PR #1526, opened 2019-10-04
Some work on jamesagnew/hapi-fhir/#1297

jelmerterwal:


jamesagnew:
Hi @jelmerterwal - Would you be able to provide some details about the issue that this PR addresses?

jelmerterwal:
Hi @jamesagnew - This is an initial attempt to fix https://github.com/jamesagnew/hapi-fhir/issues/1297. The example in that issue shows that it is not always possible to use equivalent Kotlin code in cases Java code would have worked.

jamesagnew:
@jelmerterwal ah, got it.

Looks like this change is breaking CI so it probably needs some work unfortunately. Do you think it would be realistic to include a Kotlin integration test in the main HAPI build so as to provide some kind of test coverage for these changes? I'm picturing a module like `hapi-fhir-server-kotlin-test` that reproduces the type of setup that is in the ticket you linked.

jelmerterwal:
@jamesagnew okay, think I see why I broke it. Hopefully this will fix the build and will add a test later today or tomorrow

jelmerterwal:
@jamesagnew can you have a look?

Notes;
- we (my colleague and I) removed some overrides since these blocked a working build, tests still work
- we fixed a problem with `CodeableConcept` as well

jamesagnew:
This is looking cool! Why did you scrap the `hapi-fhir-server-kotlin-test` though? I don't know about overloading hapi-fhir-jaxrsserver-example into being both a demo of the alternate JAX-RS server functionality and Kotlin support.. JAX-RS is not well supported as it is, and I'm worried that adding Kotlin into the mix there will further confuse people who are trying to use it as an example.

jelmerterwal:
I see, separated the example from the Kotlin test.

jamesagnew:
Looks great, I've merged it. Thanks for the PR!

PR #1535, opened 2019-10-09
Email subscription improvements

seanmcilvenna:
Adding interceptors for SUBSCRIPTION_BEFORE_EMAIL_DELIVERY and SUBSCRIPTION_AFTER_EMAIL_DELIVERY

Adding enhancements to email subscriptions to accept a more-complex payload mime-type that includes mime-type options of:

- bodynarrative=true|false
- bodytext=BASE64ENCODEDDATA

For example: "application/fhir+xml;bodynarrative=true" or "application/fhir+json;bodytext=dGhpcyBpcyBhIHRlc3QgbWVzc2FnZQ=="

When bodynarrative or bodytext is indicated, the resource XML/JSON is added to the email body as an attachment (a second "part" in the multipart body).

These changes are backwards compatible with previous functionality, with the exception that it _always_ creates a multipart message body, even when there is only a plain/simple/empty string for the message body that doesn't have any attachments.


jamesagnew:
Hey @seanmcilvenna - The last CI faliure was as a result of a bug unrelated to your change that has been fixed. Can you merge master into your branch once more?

**What needs to be done**
Tell how many lines in the material above have the string "provide", using only the number.

**Output below**
2